» EXERCISE AIM: The listing below should be written out again word for word, please.

» DATA PROVIDED:
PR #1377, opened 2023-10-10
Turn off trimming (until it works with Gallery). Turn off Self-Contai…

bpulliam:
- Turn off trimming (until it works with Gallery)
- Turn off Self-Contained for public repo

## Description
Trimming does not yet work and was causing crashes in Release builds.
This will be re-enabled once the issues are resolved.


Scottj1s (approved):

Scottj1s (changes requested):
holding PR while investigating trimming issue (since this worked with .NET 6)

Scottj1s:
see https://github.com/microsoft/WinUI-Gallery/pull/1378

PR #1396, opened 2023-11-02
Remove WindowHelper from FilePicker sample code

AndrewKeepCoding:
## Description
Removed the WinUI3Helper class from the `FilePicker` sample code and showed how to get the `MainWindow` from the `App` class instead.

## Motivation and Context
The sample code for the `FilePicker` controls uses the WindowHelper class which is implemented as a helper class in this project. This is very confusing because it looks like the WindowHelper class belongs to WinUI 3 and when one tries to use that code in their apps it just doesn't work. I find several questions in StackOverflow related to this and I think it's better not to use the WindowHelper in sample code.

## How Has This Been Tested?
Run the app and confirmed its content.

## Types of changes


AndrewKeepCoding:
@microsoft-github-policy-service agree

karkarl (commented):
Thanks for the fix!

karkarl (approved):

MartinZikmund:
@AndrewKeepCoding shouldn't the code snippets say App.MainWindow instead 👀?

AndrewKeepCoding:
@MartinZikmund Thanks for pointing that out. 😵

» RESPONSE TO THE EXERCISE:
PR #1377, opened 2023-10-10
Turn off trimming (until it works with Gallery). Turn off Self-Contai…

bpulliam:
- Turn off trimming (until it works with Gallery)
- Turn off Self-Contained for public repo

## Description
Trimming does not yet work and was causing crashes in Release builds.
This will be re-enabled once the issues are resolved.


Scottj1s (approved):

Scottj1s (changes requested):
holding PR while investigating trimming issue (since this worked with .NET 6)

Scottj1s:
see https://github.com/microsoft/WinUI-Gallery/pull/1378

PR #1396, opened 2023-11-02
Remove WindowHelper from FilePicker sample code

AndrewKeepCoding:
## Description
Removed the WinUI3Helper class from the `FilePicker` sample code and showed how to get the `MainWindow` from the `App` class instead.

## Motivation and Context
The sample code for the `FilePicker` controls uses the WindowHelper class which is implemented as a helper class in this project. This is very confusing because it looks like the WindowHelper class belongs to WinUI 3 and when one tries to use that code in their apps it just doesn't work. I find several questions in StackOverflow related to this and I think it's better not to use the WindowHelper in sample code.

## How Has This Been Tested?
Run the app and confirmed its content.

## Types of changes


AndrewKeepCoding:
@microsoft-github-policy-service agree

karkarl (commented):
Thanks for the fix!

karkarl (approved):

MartinZikmund:
@AndrewKeepCoding shouldn't the code snippets say App.MainWindow instead 👀?

AndrewKeepCoding:
@MartinZikmund Thanks for pointing that out. 😵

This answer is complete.